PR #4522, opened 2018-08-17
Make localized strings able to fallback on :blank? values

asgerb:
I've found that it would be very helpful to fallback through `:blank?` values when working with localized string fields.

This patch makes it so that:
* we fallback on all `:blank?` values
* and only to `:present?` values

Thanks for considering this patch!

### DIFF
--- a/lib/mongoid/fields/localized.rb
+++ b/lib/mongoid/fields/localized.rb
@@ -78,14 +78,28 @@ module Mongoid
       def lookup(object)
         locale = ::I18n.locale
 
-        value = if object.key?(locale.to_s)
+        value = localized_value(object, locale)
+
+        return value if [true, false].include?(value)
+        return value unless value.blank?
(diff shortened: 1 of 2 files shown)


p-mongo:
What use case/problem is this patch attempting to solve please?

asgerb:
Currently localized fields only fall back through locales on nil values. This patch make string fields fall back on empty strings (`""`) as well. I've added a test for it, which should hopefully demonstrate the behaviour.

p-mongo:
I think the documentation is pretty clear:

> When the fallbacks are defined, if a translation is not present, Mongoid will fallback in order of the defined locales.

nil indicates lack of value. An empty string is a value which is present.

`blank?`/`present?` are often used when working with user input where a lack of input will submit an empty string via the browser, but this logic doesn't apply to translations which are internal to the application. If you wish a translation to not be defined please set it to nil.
________________________________________
# Exercise instructions:
All lines starting at the one holding "I think the" and ending at the last line above must be output exactly, and no other line may appear.

# Response below:
I think the documentation is pretty clear:

> When the fallbacks are defined, if a translation is not present, Mongoid will fallback in order of the defined locales.

nil indicates lack of value. An empty string is a value which is present.

`blank?`/`present?` are often used when working with user input where a lack of input will submit an empty string via the browser, but this logic doesn't apply to translations which are internal to the application. If you wish a translation to not be defined please set it to nil.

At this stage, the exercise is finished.